KICRF 2026 to Host AI-Driven Cyber Defense Competition

Up to 150 participants across 30 teams will compete in a live cyber defense tournament featuring autonomous AI agents

KICRF 2026 to Host AI-Driven Cyber Defense Competition

KYIV, Ukraine – 12 February 2026

Kyiv will host the Collegiate Cyber Defense Competition, or CCDC, on Feb. 19-20 as part of the Kyiv International Cyber Resilience Forum 2026, bringing together up to 150 participants across 30 teams for a live cyber defense tournament, organizers said. The competition is designed to simulate a full operational cycle of cyber defense in real time, including service continuity, incident response and team coordination under pressure.

CCDC is positioned as an evolution of traditional Capture The Flag competitions, shifting from isolated technical tasks to a production-like environment. Teams will run services while defending their systems and attempting to compromise opponents’ infrastructure, a format meant to mirror how real incidents unfold across networks and organizations.

A defining feature of this year’s tournament is the use of AI agents operating alongside human teams.
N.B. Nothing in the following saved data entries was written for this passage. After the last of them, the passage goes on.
PR #226, opened 2020-10-01
Removed no-longer-needed #includes

joshessman-llnl:
I went through and removed most of the dead includes, and also augmented the signal handler to include the name of the signal - a Ctrl-C now prints `[SIGNAL]: Received signal 2 (Interrupt), exiting` instead of `[SIGNAL]: Received signal 2, exiting`.

### DIFF
--- a/src/infrastructure/logger.cpp
+++ b/src/infrastructure/logger.cpp
@@ -6,8 +6,6 @@
 
 #include "infrastructure/logger.hpp"
 
-#include "infrastructure/terminator.hpp"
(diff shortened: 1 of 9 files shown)


jamiebramwell (approved):
Should we add something like [include what you use](https://include-what-you-use.org/) in our toolchain to avoid this in the future?

samuelpmishLLNL (approved):

jamiebramwell:
LGTM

Organizers said the agents will autonomously analyze vulnerabilities, exploit them and adapt their behavior in real time, simulating an adversary that does not pause, tire or make mistakes.
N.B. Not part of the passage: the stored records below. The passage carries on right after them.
PR #237, opened 2020-10-06
Refactor the boundary condition manager to support arbitrary types

joshessman-llnl:
This PR adds a variadic template parameter to the `BoundaryConditionManager` class intended to be populated with strongly aliased basic (dirichlet/neumann) BCs and BCs of user-defined type.

The primary user (incl. physics implementer) changes are the addition of a new structure describing the boundary conditions for the problem:
```cpp
struct ThermalConductionBC {
  struct Temperature : ScalarBoundaryCondition {
  };
  struct Flux : ScalarBoundaryCondition {
  };
  using Manager = BoundaryConditionManager<EssentialAlias<Temperature>, NaturalAlias<Flux>>;
};
```

Boundary conditions are added and accessed with an explicit tag:
```cpp
using ThermalConductionBC::Temperature;
bcs.addEssential<Temperature>(/*args*/);
for (auto& bc : bcs.essentials<Temperature>())
{
  // stuff
}
bcs.eliminateAllEssentialDofsFromMatrix<Temperature>(K_mat);
```

This adds a small amount of boilerplate for solvers with only one type of essential/natural boundary condition, but may improve readability somewhat.  It requires the recompilation of the `BoundaryConditionManager` class for each physics module.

The scenarios draw on real cyber incidents documented by Ukrainian agencies including CERT-UA and international partners, the organizers said. Ukraine is ranked among the top five global targets of cyberattacks, and the event is framed as a training ground for tactics and techniques already seen in the wild.

CCDC sits inside the invite-only KICRF 2026 forum, which organizers describe as a platform to strengthen cyber resilience for Ukraine and allied nations through international cooperation and the lessons of sustained cyber warfare. The forum was initiated in 2023 by Ukraine’s National Cybersecurity Coordination Center, in partnership with CRDF Global and with support from the U.S. Department of State.
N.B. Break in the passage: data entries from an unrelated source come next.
Issue #1282, opened 2024-12-04
Create a CMake macro to handle project specific options


white238:
`cmake_dependent_option` just doesn't work like I always think it should so we should create our own called `serac_project_specific_option` that encapsulates the behavior we want.

For example:

* `ENABLE_BENCHMARKS` is a global BLT created option, it is used for multiple projects. Allow a user to turn that on and honor it
* Unless the project specific one is set `SERAC_ENABLE_BENCHMARKS` then honor that one.
* Always create a `SERAC_ENABLE_BENCHMARKS` because the rest of our build system is guarded on that

chapman39:
personally i like the way `cmake_dependent_option` works. pretty much, you can't set the project-specific option without ensuring the general one is true. so if you want to enable benchmarks, we should just set `ENABLE_BENCHMARKS`. it will automatically enable `SERAC_ENABLE_BENCHMARKS`. 

let me know your thoughts @white238 @samuelpmish

chapman39:
from a discussion with @tupek2 : it would be nice to somehow set `-DSMITH_ENABLE_BENCHMARKS=ON` and only set that project's benchmarks... im not sure if that would work though, since we need to also set `-DENABLE_BENCHMARKS=ON` for BLT to setup benchmarking properly.

another thing to consider is these options need to be set properly before BLT is called, which would mean moving this call https://github.com/LLNL/serac/blob/develop/CMakeLists.txt#L127 which may complicate things in the case BLT changes/ adds options, we need to match BLT.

The forum’s published speaker roster includes Rustem Umerov, secretary of the National Security and Defense Council of Ukraine; Oleksandr Potii, chairman of the State Service of Special Communications and Information Protection of Ukraine; Oleksandr Fediienko, a member of parliament and head of the Subcommittee on Cybersecurity; Pekka Jokinen, deputy director general at Finland’s National Cyber Security Center; Mark Montgomery, senior director at the Center on Cyber and Technology Innovation, Foundation for Defense of Democracies; and Yegor Aushev, a cybersecurity expert and CEO and co-founder of Cyber Unit Technologies.

The event will run across two days with distinct tracks. Feb. 19 is designated “Zero Day” for technical programming, including workshops, training and cyber competitions, while the main agenda is set for Feb. 20 and includes an official opening and strategic panels, organizers said.

Organizers said the broader program will cover topics including cognitive warfare and foreign information manipulation, AI-native military conflicts, digital sovereignty, supply chain security, critical infrastructure and operational technology security, and quantum challenges. The schedule also includes an international strategic tabletop exercise and a BugBash event for ethical hackers.

An expo will run alongside the forum to facilitate partnerships between Ukrainian and international companies and startups developing cybersecurity, AI and dual-use technologies, the organizers said. The competition will not be livestreamed, and media accreditation is required for on-site reporting.